> **WORK ORDER**: Using the data beneath, show every line that includes the word "then".

—————

PR #2915, opened 2015-01-18
feat(builder): replace cedarish with herokuish

aledbf:
This proposal:
- [x] removes docker in docker
- [x] eliminates the use of --privileged
- [x] removes the ENTRYPOINT
- [x] replaces slugbuilder with herokuish
- [x] removes the progrium/cedarish from the builder (and all the issues loading the tgz in docker)


aledbf:
Jenkins, test this please.

aledbf:
Jenkins, test this please.

aledbf:
ping @bacongobbler @gabrtv

gabrtv:
This looks very interesting.  Big +1's for moving to herokuish and removing the docker-in-docker requirement.  Will explore in more detail..

builder/image/bin/boot
```diff
@@ -47,29 +48,9 @@ done
...
-    gzip -dc /progrium_cedarish.tar.gz | docker load
-else
-    echo "Cedarish already loaded"
-fi
-
-# build required images
-docker build -t deis/slugbuilder /app/slugbuilder/
+# do not use cedarish from the registry
+# use the id from the opdemand cedarish tgz
+docker tag -f 4b458f40de0a progrium/cedarish:latest
```
bacongobbler: `docker load` from the tarball will give us `progrium/cedarish:latest` so this logic isn't necessary.

builder/image/bin/boot
```diff
@@ -15,6 +15,7 @@ export ETCD="$HOST:$ETCD_PORT"
 export ETCD_PATH=${ETCD_PATH:-/deis/builder}
 export ETCD_TTL=${ETCD_TTL:-10}
 export STORAGE_DRIVER=${STORAGE_DRIVER:-btrfs}
+export SLUGRUNNER="/deis/slugrunner"
```
bacongobbler: What is this for? This is unused in both the builder and in herokuish, AFAICT.

builder/image/bin/boot
aledbf: @bacongobbler for some reason it tries to use the image from the registry.

builder/image/bin/boot
aledbf: @bacongobbler you are right. I will remove that

builder/image/bin/boot
aledbf: I saw the "problem" after a couple of builds when I checked the parents of deis-builder and the apps using `docker images -tree`.

builder/image/templates/builder
```diff
@@ -75,50 +80,14 @@ if [ -f Dockerfile ]; then
...
-if [ $CODE -ne 0 ]; then
-    puts-warn $RESPONSE
-    exit 1
-fi
-
-BUILD_OPTS=()
-BUILD_OPTS+='/usr/bin/docker'
-BUILD_OPTS+=' run '
-# get application configuration
-BUILD_OPTS+=$(echo $RESPONSE | /app/bin/get-app-values)
```
bacongobbler: I think this is too important of a feature to lose. A build should have all of the relevant envvars present which the user set via `deis config:set`.

aledbf: @bacongobbler during the build?

bacongobbler: yes

johanneswuerbach: Shouldn't the `ENV_DIR` be used for that? https://devcenter.heroku.com/articles/buildpack-api#bin-compile-summary

aledbf: @johanneswuerbach you are right and herokuish has support for that  https://github.com/gliderlabs/herokuish/blob/db6541268f130e0700990d36d64a50cfdbda31ef/include/procfile.bash#L42

aledbf:
Jenkins, test this please.

aledbf:
Jenkins, test this please.

builder/image/Dockerfile
```diff
@@ -61,5 +52,7 @@ ADD etc /etc
 ADD . /app
 RUN chown -R root:root /app
 
+RUN /app/bin/install-buildpacks.sh
```
johanneswuerbach: I think it's is better to use the herokuish buildpack versions as those are tested. BP versions should be aligned soon:
https://github.com/gliderlabs/herokuish/pull/9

—————

> **EXERCISE OUTPUT**:
@@ -75,50 +80,14 @@ if [ -f Dockerfile ]; then
-if [ $CODE -ne 0 ]; then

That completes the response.